Segment Start: Raw data

PR #407, opened 2026-03-05
refactor: bump QPC_MIN_SERVER_VERSION to 2.5.0

nicolearagao:
Remove per-subcommand min_server_version overrides from report deployments, details, download, and insights commands. Mixing old and new server/client is not supported, so all commands should use the single global QPC_MIN_SERVER_VERSION. Bump it from 2.4.0 to 2.5.0 to reflect the new APIs required by report show and list.

Relates to JIRA: DISCOVERY-1272

## Summary by Sourcery

Align CLI minimum server version requirements with a single global value and update it to 2.5.0.

Enhancements:
- Centralize min server version validation on the global QPC_MIN_SERVER_VERSION constant instead of per-report subcommand overrides.
- Update the global CLI minimum supported server version from 2.4.0 to 2.5.0 to reflect new server API requirements.

### DIFF
--- a/qpc/clicommand.py
+++ b/qpc/clicommand.py
@@ -25,8 +25,7 @@ class CliCommand:
         self.req_headers = None
         self.response = None
 
-        # If you add or change API, you must update these versions
-        # this includes self.min_server_version
+        # Minimum server version required by the CLI
         self.min_server_version = QPC_MIN_SERVER_VERSION
 
     def _validate_args(self):
--- a/qpc/report/deployments.py
+++ b/qpc/report/deployments.py
@@ -74,7 +74,6 @@ class ReportDeploymentsCommand(CliCommand):
             help=_(messages.REPORT_PATH_HELP),
         )
         self.report_id = None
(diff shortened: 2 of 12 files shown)


mirekdlugosz (commented):
I don't understand what is happening in unit tests, but I *think* you should also remove all `headers={"X-Server-Version": VERSION}` from mocks ([example](https://github.com/quipucords/qpc/blob/2bea4fd064e1b2588623dd7c12e9e610dfd0c838/qpc/tests/report/test_report_list.py#L61)).

I see only tests in `qpc/tests/report/` set that, and it so happens that only tests in `qpc/tests/report/` are failing CI. Although I have not checked that all failing tests have that `headers` set.

Also, personally I would not include `QPC_MIN_SERVER_VERSION` bump here. We routinely do that as part of new version release. Yes, I know jira ticket explicitly says that. I still think jira ticket mixes two different things and forces you to create a PR that can't be merged due to CI failures.

abellotti (approved):

PR #3438, opened 2021-03-27
Makefile.am: use TAB in continuation lines

dilyanpalauzov:
for consistency.

### DIFF
--- a/Makefile.am
+++ b/Makefile.am
@@ -69,19 +69,19 @@ AM_LDFLAGS = $(COV_LDFLAGS) $(ICU_LIBS)
 # have distcheck try to build with all optional components enabled, to aid
 # detection of missing files for these components
 AM_DISTCHECK_CONFIGURE_FLAGS = \
-    --enable-http \
-    --enable-calalarmd \
-    --enable-replication \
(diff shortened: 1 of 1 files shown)


elliefm:
This file is actually kind of a nuisance, cause it's different from everything else, where spaces are used for indentation.

Makefile.am doesn't require tabs (unlike a regular Makefile), _except_ in sections that are excerpts of raw `make` syntax.  So this file is always going to have hard tabs in those sections, but spaces are appropriate everywhere else.  It looks like a lot (but not all) of the automake sections of this file are indented with tabs, probably depending on who wrote it and their editor settings at the time.  It's not safe to run tools/remove-tabs.pl on this file, and so I guess this file was missed when we did the big switch to four space indents.

I think my personal preference would be to use four space indents for this file, just like everything else, and only use hard tabs where they're strictly required by `make` syntax.

dilyanpalauzov:
The indentation is currently inconsistent.

elliefm:
I've created #5038 to do the opposite: replacing tabs with 4-spaces to match our style, except where tabs are required by make syntax

PR #3442, opened 2021-03-29
jmap_contact.c: Switch to using Apple-style labels on vCard ADR/TEL/E…

ksmurchison:
…MAIL properties (via property grouping)


brong (approved):
Looks great.  Looks like it's easy enough to add back LABEL as a param as well if we want, and parse either.

PR #3446, opened 2021-03-31
libcyrus_imap: mark some functions as HIDDEN

dilyanpalauzov:
Remove unused xapian_dbw_cancel_txn() and xapian_doc_reset().

### DIFF
--- a/imap/annotate.c
+++ b/imap/annotate.c
@@ -416,7 +416,7 @@ EXPORTED void setentryatt(struct entryattlist **l, const char *entry,
     }
 }
 
-EXPORTED char *dumpentryatt(const struct entryattlist *l)
+HIDDEN char *dumpentryatt(const struct entryattlist *l)
 {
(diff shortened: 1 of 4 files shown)


elliefm:
I think this needs to be thought about holistically with the other libcyrus_imap problems (e.g. #4798 etc).  It's hard to reason about the ramifications of removing symbol visibility from the library just from looking at a diff, but we don't yet have tests that would prove that the exposed interfaces still work after this change, nor even a clear idea of which things we want to expose anyway.

dilyanpalauzov:
The criterion for hiding a symbol is, that the symbol (function) is not used outside the library.  This makes the list of exported symbol shorter ⇒ speeds up the dynamic linking; and allows some optimizations, like inlining everwhere the function, thus eliminating it, as it cannot be called from outside.

The verification, as for all other HIDDEN and static functions, is to look from where the function is called.

PR #3448, opened 2021-04-06
Jmap shared upload collection

ksmurchison:
Tests added in https://github.com/cyrusimap/cassandane/pull/112

### DIFF
--- a/imap/http_jmap.c
+++ b/imap/http_jmap.c
@@ -625,7 +625,7 @@ static int jmap_download(struct transaction_t *txn)
     return res;
 }
 
-static int sharedrights_cb(const mbentry_t *mbentry, void *vrock)
+static int has_shared_rw_rights_cb(const mbentry_t *mbentry, void *vrock)
 {
     int *rights = (int *) vrock;
 
@@ -650,7 +650,7 @@ static int has_shared_rw_rights(const char *accountid)
 {
     int rights = 0;
 
-    mboxlist_usermboxtree(accountid, NULL, &sharedrights_cb, &rights, 0);
+    mboxlist_usermboxtree(accountid, NULL, &has_shared_rw_rights_cb, &rights, 0);
 
     return rights;
 }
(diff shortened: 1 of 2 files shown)


imap/http_jmap.c
```diff
@@ -625,6 +625,36 @@ static int jmap_download(struct transaction_t *txn)
     return res;
 }
 
+static int sharedrights_cb(const mbentry_t *mbentry, void *vrock)
```
rsto, line 628: Nit: Rename this to has_shared_rw_rights_cb ? This function really just that boolean question, and it's less confusing to than having the same named function to different things in two files.

imap/jmap_api.c
```diff
@@ -3093,6 +3195,14 @@ HIDDEN int jmap_set_sharewith(struct mailbox *mbox,
         }
     }
 
+    if (!r) {
+        /* Set proper access rights on JMAP upload folder */
+        /* XXX This is currently done by brute force.
```
rsto, line 3200: This comment might be better placed at the start of set_upload_rights. Without knowing the internals of that function, it is not clear where the "brute force" is coming from here.

rsto (changes requested):
The logic looks sane to me. Found two nits that I think would make the code clearer to read.

elliefm:
Does this need to be backported to 3.4?  The Cassandane test now checks for 3.4 or greater, but 3.4 doesn't currently have this code, so the test runs and fails.  Not sure whether the test is correct and the changes need to be backported, or if they don't and the test's version check is wrong.

It's not clear to me what the big picture of this change is or how it fits into other JMAP stuff that's happened on master (and not 3.4)

ksmurchison:
This should probably be backported if we support sharing of JMAP resources in 3.4, which I assume we do.

elliefm:
The calendar_set_sharewith test previously worked before the specifics for this PR were added to it, so I'm concluding from that that it does support sharing, and therefore this needs to be backported.  Cool, thanks for the clarification, I'll get it done. :)

elliefm:
This is now on 3.4

PR #3451, opened 2021-04-12
grow dynamic arrays by doubling, rather than fixed size

### LINKED ISSUE #3439: make dynamic arrays grow harder
Our dynamic array types all* grow by only 16 bytes at a time for some reason:

```
$ack QUANTUM
lib/arrayu64.c
76:#define QUANTUM     16
81:    newalloc = ((newalloc + QUANTUM-1) / QUANTUM) * QUANTUM;

lib/bitvector.c
63:#define QUANTUM         (256)
79:        unsigned int newalloc = ((len + QUANTUM-1) / QUANTUM) * QUANTUM;

lib/bufarray.c
86:#define QUANTUM     16
91:    newalloc = ((newalloc + QUANTUM) / QUANTUM) * QUANTUM;

lib/ptrarray.c
81:#define QUANTUM     16
88:    newalloc = ((newalloc + QUANTUM-1) / QUANTUM) * QUANTUM;

lib/dynarray.c
86:#define QUANTUM     16
94:    newalloc = ((newalloc + QUANTUM-1) / QUANTUM) * QUANTUM;

lib/strarray.c
85:#define QUANTUM     16
90:    newalloc = ((newalloc + QUANTUM) / QUANTUM) * QUANTUM;
```

This results in noticeable memcpy overhead from repeated resizing in hot loops.  It's much more normal to have dynamic arrays grow by a factor of 1.5-2 each time they need to grow, to reduce the amount of times they need to grow.

elliefm:
This changes our dynamic array types to double in size each time they need to grow, rather than always growing by 16 elements at a time.  This potentially costs a little more memory usage, but reduces reallocation overheads.  The first allocation is still always 16 elements -- we're not wasting time stepping up through 1, 2, 4, 8 first!

Specifically, these modules have been changed to double in size:

- lib/arrayu64.c
- lib/bufarray.c
- lib/dynarray.c
- lib/ptrarray.c
- lib/strarray.c

I have left lib/bitvector.c alone for now, even though its growth is similar (256 bits at a time), because it's more complicated and I'm not sure it's useful to change -- though let me know if you disagree!

I've added tests for arrayu64 and bufarray, which previously didn't have any, and dynarray, which had very low coverage, and then fixed some bugs that the new tests exposed.

There's a lot of API variation between these modules, especially wrt using `int` vs `size_t`, whether `fooarray_nth()` accepts a perl-style negative index, whether or not there's always a NULL element at the end, etc, even though they're superficially similar.  It would be nice to consolidate them sometime, but that feels like a rabbit hole and I'm leaving it alone for now.

Reviewers: please build this and also run the tests.  Thanks :)

Closes #3439

### DIFF
--- a/Makefile.am
+++ b/Makefile.am
@@ -617,6 +617,7 @@ cunit_TESTS = \
 	cunit/binhex.testc \
 	cunit/bitvector.testc \
 	cunit/buf.testc \
+	cunit/bufarray.testc \
 	cunit/byteorder.testc \
 	cunit/charset.testc \
 	cunit/command.testc \
--- a/Makefile.am
+++ b/Makefile.am
@@ -612,6 +612,7 @@ cunit_FRAMEWORK = \
 cunit_TESTS = \
 	cunit/aaa-db.testc \
 	cunit/annotate.testc \
+	cunit/arrayu64.testc \
 	cunit/backend.testc \
 	cunit/binhex.testc \
 	cunit/bitvector.testc \
--- a/cunit/arrayu64.testc
+++ b/cunit/arrayu64.testc
@@ -1,0 +1,747 @@
+#include "cunit/cyrunit.h"
+#include "xmalloc.h"
+#include "bsearch.h"
+#include "arrayu64.h"
+
+static void test_fini_null(void)
+{
+    /* _fini(NULL) is harmless */
+    arrayu64_fini(NULL);
+    /* _free(NULL) is harmless */
+    arrayu64_free(NULL);
+}
+
+static void test_auto(void)
+{
+    arrayu64_t a = ARRAYU64_INITIALIZER;
+    uint64_t u1;
+    uint64_t u2;
+
+    CU_ASSERT_EQUAL(arrayu64_size(&a), 0);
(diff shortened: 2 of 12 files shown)


rsto (approved):
This looks great. Also many thanks for improving test coverage of dynarray!

rsto:
I ran this locally and tests passed. I also valgrinded the dynarray code on the jmap-calendars-01 branch, which actually makes use of that data structure.

brong (approved):
Looks great.  My only nit would be "same code duplicated in lots of places" but that's not a regression.

elliefm:
> Looks great. My only nit would be "same code duplicated in lots of places" but that's not a regression.

Yeah agreed.  If this were C++ these should all be templates (but if this were C++ then the STL would already have us covered).

Templating this stuff in C99+ is possible with clever use of macros (I've done it before, it's even kinda fun), but it's a huge refactor and quite hard to debug, so it kinda needs to be perfect out the gate...

Even without templating it, we could probably genericise the core (like the (`...ensure...()` and `adjust_index...()` functions in particular), but it would require all these slightly different APIs to converge, and even that's quite a refactor...

PR #3453, opened 2021-04-13
Fix JSCalendar default values and use of Participant.email property

rsto:
This fixes two issues with the current JSCalendar implementation that shouldn't need to wait until we land the jmap-calendars-01 branch:

- Previous draft versions defined empty string default values for name and description properties, but this changed to optional properties in the current spec. We should empty values both when reading and writing iCalendar data.

- The current implementation conflates the Participant.email and Participant.sendTo{imip} properties, but they really a separate things. We shouldn't use Participant.email for scheduling and this patch fixes that. We still use Participant.email to validate the custom participantId property, though

Tested in https://github.com/cyrusimap/cassandane/tree/jmap_ical_fixes

### DIFF
--- a/imap/jmap_calendar.c
+++ b/imap/jmap_calendar.c
@@ -1926,6 +1926,31 @@ done:
     return r;
 }
 
+static const char *find_participant_by_addr(json_t *participants, const char *addr)
+{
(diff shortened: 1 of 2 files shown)


ksmurchison (approved):
Looks good to me

PR #3456, opened 2021-04-18
Server annotation replication

brong:
We ran into a production bug where a client was setting a per-server annotation to track some config for itself (a JSON blob).  It turns out that replication died on that.  Ouch.

This fixes this issue, and a related permissions issue found by the associated cassandane tests in https://github.com/cyrusimap/cassandane/pull/114


ksmurchison (approved):
Looks good to me

PR #3458, opened 2021-04-19
jmap_contact_from_vcard: be safe against X-ABLabel with no group

brong:


ksmurchison:
@brong After looking at this again, I wonder if we should just be ignoring X-ABLabel if it doesn't have a group because it can't be assigned to a property anyways.

ksmurchison:
https://github.com/cyrusimap/cyrus-imapd/pull/3459 has a simpler, alternate fix (no need to track labels unassociated with another property).

Tested here:

rsto (approved):
Looks good to me

ksmurchison:
Closing due to #3459 being merged

PR #3459, opened 2021-04-19
JMAP: remove Apple-style labels when removing ADR/EMAIL/TEL properties

ksmurchison:


imap/jmap_contact.c
```diff
@@ -1489,7 +1489,7 @@ static json_t *jmap_contact_from_vcard(struct vparse_card *card,
     hash_table labels = HASH_TABLE_INITIALIZER;
     construct_hash_table(&labels, 10, 0);
     for (entry = card->properties; entry; entry = entry->next) {
-        if (!strcasecmp(entry->name, "X-ABLabel")) {
+        if (!strcasecmp(entry->name, APPLE_LABEL_PROPERTY)) {
```
rsto, line 1492: Is entry->name guaranteed to be non-NULL? Other calls to `strcasecmpsafe` later in this commit suggest it isn't.

lib/vparse.c
```diff
@@ -1032,7 +1033,9 @@ EXPORTED void vparse_replace_entry(struct vparse_card *card, const char *group,
     }
 }
 
-EXPORTED void vparse_delete_entries(struct vparse_card *card, const char *group, const char *name)
+static void _delete_entries(struct vparse_card *card,
```
rsto, line 1036: I wonder if the label counting code in here should be moved to its own function `count_apple_labels`. Saving one iteration of the cards properties doesn't seem to warrant the mental overhead that `_delete_entries` really does not just delete entries anymore.

lib/vparse.c
```diff
@@ -1042,10 +1045,55 @@ EXPORTED void vparse_delete_entries(struct vparse_card *card, const char *group,
...
+                }
+                hash_insert(entry->group, (void *) count, props_using_label_counts);
+            }
+
+            entryp = &((*entryp)->next);
+        }
+    }
+}
+
+EXPORTED void vparse_delete_entries(struct vparse_card *card,
```
rsto, line 1066: Would there ever be a reason to only call `vparse_delete_entries` instead of deleting entries and labels?

lib/vparse.h
```diff
@@ -5,6 +5,8 @@
 #include "util.h"
 #include "strarray.h"
 
+#define APPLE_LABEL_PROPERTY "X-ABLabel"
```
rsto, line 8: I'd prefix that name with either `VCARD_` or `VPARSE_`.

rsto (changes requested):

lib/vparse.c
ksmurchison: Probably not.  I will fold this into one function

lib/vparse.h
ksmurchison: Done

imap/jmap_contact.c
ksmurchison: I don't think any name will ever be NULL, but I'll use safe just to be safe

lib/vparse.c
ksmurchison: This is going to be rolled into one function per the comment below

ksmurchison:
Tested with https://github.com/cyrusimap/cassandane/pull/115

rsto (approved):
Looks good to me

Segment End: Raw data

Task requirements → Pull every line containing "functions" out of the material and copy it.

Worked solution →
libcyrus_imap: mark some functions as HIDDEN
The verification, as for all other HIDDEN and static functions, is to look from where the function is called.
Even without templating it, we could probably genericise the core (like the (`...ensure...()` and `adjust_index...()` functions in particular), but it would require all these slightly different APIs to converge, and even that's quite a refactor...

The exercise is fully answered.